» PROMPT
A complete answer lists every line of the material where the string "like" occurs.

» RECORDS SHOWN
PR #14001, opened 2023-11-29
docs `OpenAI` platform page update

leo-gan:
Missed the OpenAI adapter reference in the OpenAI platform page
- Added this reference


hwchase17 (approved):
thanks!

PR #14004, opened 2023-11-29
Improve file system blob loader and generic loader

eyurtsev:
* Add support for passing a specific file to the file system blob loader
* Allow specifying a class parameter for the parser for the generic loader

```python

class AudioLoader(GenericLoader):
  @staticmethod
  def get_parser(**kwargs):
     return MyAudioParser(**kwargs):
```

The intent of the GenericLoader is to provide on-ramps from different sources (e.g., web, s3, file system).

An alternative is to use pipelining syntax or creating a Pipeline

```
FileSystemBlobLoader(...) | MyAudioParser
```


eyurtsev:
Actually this won't work -- need to make it possible to lazily instantiate -- one sec

libs/langchain/langchain/document_loaders/concurrent.py
```diff
@@ -75,7 +74,11 @@ def from_filesystem(
             show_progress=show_progress,
         )
         if isinstance(parser, str):
-            blob_parser = get_parser(parser)
+            if parser == "default" and cls.get_parser != GenericLoader.get_parser:
```
efriis, line 77: Would it be better to try/except NotImplementedError instead of checking method != ?

efriis (commented):
1 question, otherwise lgtm

libs/langchain/langchain/document_loaders/concurrent.py
eyurtsev: Sure that works as well I'll change

baskaryan (approved):

Issue #13662, opened 2023-11-21
Issue: How to validate Tool input arguments without raising ValidationError


deepakagrawal:
### Issue you'd like to raise.

I am creating a tool that takes a multiple input arguments (say input1, input2). I would like to validate their types and also make sure that the tool only receives input1 and input2. How do I validate this without breaking the llm chain. I would instead like to return a warning to the llm agent. something like, "The input passed were incorrect, please try again"

deepakagrawal:
@dosu-bot, can you show an example of how is this "warning" used by the llm agent?

deepakagrawal:
@dosu-bot this breaks the langchain flow due to raise ValidationError.

deepakagrawal:
@dosu-bot you are going in loop. This was your initial solution. But that did not work.

deepakagrawal:
@dosu-bot where would l call this function validate_inputs?

ahmadaii:
@deepakagrawal Were you be able to handle this? I'm facing similar validation problem :)

hmasdev:
@deepakagrawal @ahmadaii 
I also faced a similar validation problem. However, I have solved it.
So, I share a simple instant solution with you.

» PROBLEM SOLUTION
### Issue you'd like to raise.
I am creating a tool that takes a multiple input arguments (say input1, input2). I would like to validate their types and also make sure that the tool only receives input1 and input2. How do I validate this without breaking the llm chain. I would instead like to return a warning to the llm agent. something like, "The input passed were incorrect, please try again"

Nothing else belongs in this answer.